There are other curious juxtapositions, including a subsequent one that uses Lennon’s experience with Primal Scream Therapy – which he’d been through two years and two albums earlier – to lead into a live performance of “Mother.” But ultimately, the frantic nature of the change-the-channel framing device fades into the background and the focus settles on moments of insight from the conversations we overhear.

And, of course, there’s the music, which is consistently moving whether it’s the sheer exuberance of Lennon’s version of “Hound Dog,” the gentle beauty of “Imagine” (which does come across as a pointed rejoinder to the heated agitprop that had surrounded Lennon) or the painful introspection of Ono’s ballad “Looking Over From My Hotel Window,” which sadly doesn’t have any onstage footage to go with its audio.

The movie ends by saying that the couple left Greenwich Village in 1973 and moved to the Dakota on the Upper West Side, and that they learned in 1975 that Lennon would not be deported only days before their son Sean was born.
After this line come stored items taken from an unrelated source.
PR #473, opened 2023-03-12
Add codespell pre-commit hook and fix everything it finds

dekkers:


underdarknl:
This also touches some migrations. will that give us any headaches?

dekkers:
> This also touches some migrations. will that give us any headaches?

No. It only changes the text description of the choices which isn't saved in the database schema. If you change them in both the migration and the model definition it will work fine.

underdarknl (approved):

underdarknl (dismissed):

underdarknl (approved):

It leaves out the 18-month “lost weekend” in which Lennon and Ono were apart between those events, but there’s not much reason to bring up hard times to come when things can come to a close with the graceful strains of “#9 Dream” and the playful idealism of “Bring on the Lucie (Freeda People).”

Scattered and punchy, frustrating and rewarding, “One to One: John & Yoko” doesn’t have the best period of its subjects’ lives and careers to work with. But maybe this odd, chaotic two-year period is an appropriate way to sum up a couple of restless artists, activists and lovers, who found a home in the odd chaos of this particular time in New York City.